WHAT TO DO: Copy each line of the records that contains the word "aiosqlite".

RECORDS PROVIDED:

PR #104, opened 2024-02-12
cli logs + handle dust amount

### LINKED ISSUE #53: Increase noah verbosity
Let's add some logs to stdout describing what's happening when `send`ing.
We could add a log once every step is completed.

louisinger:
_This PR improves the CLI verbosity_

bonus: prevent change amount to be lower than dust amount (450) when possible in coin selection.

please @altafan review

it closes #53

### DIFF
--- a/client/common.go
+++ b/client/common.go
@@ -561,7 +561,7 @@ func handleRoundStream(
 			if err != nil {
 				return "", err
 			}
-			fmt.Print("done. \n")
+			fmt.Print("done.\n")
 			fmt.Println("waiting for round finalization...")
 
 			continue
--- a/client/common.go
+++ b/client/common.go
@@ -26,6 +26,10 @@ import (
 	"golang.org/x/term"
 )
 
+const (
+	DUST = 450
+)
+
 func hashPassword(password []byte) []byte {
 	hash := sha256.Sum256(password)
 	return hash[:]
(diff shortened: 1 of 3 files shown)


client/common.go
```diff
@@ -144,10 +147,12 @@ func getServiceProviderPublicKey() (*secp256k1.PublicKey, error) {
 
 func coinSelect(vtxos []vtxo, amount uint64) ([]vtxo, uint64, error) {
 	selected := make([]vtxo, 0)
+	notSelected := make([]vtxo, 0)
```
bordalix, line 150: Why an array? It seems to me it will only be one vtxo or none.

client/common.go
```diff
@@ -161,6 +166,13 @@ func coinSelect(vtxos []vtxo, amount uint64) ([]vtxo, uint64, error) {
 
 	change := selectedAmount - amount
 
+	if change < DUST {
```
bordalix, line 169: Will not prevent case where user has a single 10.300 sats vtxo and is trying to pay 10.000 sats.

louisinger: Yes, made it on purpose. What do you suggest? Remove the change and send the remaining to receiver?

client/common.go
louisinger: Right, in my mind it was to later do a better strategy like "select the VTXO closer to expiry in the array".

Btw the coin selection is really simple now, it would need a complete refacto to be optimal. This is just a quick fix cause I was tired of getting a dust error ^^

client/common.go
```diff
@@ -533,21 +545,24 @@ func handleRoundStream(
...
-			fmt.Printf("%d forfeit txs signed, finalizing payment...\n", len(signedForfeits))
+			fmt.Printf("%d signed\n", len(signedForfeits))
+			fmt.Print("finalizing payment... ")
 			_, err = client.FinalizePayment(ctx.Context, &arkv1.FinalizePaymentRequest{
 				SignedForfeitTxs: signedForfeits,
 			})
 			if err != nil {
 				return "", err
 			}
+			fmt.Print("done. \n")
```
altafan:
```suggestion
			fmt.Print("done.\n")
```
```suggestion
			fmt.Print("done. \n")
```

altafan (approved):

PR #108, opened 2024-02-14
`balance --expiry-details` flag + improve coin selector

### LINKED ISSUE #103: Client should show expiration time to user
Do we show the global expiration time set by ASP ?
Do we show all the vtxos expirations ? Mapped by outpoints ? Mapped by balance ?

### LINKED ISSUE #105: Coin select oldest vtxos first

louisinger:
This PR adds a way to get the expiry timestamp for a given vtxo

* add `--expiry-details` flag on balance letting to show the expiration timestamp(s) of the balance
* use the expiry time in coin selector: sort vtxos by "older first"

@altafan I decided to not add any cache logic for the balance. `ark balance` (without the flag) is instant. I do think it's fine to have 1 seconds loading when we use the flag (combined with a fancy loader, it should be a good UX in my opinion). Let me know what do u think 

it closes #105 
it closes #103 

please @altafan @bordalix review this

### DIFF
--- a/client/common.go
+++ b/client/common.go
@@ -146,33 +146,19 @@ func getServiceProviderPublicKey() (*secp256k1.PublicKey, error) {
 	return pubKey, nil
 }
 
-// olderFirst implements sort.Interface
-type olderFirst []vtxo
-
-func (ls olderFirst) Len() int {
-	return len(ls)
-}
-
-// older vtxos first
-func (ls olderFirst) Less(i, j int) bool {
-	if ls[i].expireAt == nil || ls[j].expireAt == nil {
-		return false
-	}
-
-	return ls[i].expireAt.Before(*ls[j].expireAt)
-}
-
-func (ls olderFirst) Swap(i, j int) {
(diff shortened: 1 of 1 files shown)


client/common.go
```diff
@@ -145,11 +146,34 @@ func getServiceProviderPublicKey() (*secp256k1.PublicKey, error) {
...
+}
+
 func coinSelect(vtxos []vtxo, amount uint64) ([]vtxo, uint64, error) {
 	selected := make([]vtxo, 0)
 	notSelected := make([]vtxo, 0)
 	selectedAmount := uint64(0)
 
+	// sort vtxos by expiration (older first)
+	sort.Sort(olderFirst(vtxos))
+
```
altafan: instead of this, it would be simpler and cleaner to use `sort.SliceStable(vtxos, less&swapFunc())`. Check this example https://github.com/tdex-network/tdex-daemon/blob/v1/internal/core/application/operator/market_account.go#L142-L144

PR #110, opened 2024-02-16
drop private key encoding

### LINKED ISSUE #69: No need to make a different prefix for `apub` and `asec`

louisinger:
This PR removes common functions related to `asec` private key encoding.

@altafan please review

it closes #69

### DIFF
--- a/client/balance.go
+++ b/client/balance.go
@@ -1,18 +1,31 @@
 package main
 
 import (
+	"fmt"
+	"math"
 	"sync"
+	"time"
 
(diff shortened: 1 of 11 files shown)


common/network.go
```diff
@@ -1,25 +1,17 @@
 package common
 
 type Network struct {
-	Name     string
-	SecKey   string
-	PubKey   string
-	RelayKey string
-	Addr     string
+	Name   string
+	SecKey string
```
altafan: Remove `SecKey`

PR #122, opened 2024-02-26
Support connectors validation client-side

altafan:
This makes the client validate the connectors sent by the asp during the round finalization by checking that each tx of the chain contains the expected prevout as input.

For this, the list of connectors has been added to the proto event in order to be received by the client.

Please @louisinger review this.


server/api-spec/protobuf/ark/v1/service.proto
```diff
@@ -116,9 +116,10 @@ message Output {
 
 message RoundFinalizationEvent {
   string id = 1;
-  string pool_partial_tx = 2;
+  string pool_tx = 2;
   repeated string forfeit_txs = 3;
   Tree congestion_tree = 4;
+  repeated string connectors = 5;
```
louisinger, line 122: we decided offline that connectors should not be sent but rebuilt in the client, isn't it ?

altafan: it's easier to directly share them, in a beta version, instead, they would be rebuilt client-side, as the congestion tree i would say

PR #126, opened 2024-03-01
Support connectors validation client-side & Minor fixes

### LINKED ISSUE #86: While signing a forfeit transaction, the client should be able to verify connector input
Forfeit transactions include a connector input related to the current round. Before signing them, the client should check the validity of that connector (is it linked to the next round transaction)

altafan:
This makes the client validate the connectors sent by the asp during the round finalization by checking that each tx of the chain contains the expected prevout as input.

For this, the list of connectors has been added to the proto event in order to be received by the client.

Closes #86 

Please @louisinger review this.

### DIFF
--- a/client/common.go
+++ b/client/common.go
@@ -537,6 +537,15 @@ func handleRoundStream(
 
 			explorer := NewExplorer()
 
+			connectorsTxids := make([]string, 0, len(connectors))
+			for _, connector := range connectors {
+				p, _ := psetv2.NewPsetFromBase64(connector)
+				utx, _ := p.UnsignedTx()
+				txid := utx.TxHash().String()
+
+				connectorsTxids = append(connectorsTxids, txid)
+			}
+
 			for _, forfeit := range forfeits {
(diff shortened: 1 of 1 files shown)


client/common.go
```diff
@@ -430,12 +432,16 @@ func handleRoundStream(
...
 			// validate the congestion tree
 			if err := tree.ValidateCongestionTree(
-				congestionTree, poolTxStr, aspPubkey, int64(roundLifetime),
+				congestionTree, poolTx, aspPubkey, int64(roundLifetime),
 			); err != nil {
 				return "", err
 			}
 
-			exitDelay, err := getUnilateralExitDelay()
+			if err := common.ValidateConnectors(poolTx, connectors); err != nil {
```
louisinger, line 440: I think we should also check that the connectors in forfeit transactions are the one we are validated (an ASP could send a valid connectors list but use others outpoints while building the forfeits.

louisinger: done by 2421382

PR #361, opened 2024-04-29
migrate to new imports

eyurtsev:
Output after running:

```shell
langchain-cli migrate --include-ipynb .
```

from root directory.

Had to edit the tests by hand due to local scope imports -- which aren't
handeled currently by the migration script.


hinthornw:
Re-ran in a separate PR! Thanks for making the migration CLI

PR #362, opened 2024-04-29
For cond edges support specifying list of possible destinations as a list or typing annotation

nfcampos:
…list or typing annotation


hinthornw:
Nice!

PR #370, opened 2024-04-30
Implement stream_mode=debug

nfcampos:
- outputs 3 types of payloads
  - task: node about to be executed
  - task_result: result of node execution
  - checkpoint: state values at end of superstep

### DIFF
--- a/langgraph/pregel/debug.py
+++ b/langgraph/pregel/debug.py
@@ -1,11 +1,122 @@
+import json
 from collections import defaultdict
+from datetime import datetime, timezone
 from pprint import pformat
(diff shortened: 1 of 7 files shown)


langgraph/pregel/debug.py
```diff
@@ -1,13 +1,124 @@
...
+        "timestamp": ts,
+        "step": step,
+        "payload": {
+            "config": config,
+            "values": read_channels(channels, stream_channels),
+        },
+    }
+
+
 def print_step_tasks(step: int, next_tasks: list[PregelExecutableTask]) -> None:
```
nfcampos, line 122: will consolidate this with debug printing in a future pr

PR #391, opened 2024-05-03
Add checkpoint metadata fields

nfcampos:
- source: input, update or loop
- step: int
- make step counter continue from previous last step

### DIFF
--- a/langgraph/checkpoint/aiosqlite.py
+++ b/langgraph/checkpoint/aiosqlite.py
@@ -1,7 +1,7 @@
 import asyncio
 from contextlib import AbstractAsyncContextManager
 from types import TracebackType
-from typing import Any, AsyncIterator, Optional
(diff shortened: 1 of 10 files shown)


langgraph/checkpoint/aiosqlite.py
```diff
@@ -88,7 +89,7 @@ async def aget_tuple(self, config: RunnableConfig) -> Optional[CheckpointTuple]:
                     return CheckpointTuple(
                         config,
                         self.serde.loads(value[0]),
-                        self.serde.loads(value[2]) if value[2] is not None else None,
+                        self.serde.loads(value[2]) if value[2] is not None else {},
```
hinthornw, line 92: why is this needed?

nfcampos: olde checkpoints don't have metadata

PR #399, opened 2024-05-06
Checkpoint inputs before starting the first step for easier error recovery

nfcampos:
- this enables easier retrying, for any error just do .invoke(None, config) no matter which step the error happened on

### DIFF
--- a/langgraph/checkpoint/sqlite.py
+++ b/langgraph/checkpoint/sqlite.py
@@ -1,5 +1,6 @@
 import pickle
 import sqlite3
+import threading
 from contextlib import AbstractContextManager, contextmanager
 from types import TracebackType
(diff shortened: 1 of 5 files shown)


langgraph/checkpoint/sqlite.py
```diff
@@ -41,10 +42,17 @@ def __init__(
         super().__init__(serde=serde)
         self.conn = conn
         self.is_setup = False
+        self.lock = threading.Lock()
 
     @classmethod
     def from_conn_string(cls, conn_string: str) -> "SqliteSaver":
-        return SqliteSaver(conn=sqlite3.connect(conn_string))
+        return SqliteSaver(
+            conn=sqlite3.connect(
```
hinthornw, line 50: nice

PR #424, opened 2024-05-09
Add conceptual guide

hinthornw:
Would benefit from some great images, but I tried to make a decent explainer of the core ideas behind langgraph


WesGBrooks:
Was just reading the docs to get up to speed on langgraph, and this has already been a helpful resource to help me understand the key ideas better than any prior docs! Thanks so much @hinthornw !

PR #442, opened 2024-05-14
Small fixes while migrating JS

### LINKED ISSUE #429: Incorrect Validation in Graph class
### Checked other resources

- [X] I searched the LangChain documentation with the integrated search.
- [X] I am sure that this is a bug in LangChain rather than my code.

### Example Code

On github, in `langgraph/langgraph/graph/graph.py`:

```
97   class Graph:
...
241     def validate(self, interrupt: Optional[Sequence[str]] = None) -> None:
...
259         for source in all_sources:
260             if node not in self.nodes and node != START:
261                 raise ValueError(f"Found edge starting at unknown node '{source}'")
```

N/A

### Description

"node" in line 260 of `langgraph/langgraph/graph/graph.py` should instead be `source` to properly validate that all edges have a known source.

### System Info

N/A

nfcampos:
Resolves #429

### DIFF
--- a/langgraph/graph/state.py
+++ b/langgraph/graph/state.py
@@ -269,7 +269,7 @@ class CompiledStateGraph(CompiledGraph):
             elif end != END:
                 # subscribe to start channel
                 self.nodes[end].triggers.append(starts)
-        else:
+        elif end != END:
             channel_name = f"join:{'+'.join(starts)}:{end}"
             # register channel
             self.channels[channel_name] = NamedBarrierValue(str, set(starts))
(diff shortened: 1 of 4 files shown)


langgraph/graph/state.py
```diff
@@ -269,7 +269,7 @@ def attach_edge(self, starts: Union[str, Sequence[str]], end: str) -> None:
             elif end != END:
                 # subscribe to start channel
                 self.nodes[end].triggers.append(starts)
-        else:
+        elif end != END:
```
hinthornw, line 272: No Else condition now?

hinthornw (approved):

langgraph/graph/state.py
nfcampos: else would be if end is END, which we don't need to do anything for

RESULT:
--- a/langgraph/checkpoint/aiosqlite.py
+++ b/langgraph/checkpoint/aiosqlite.py
langgraph/checkpoint/aiosqlite.py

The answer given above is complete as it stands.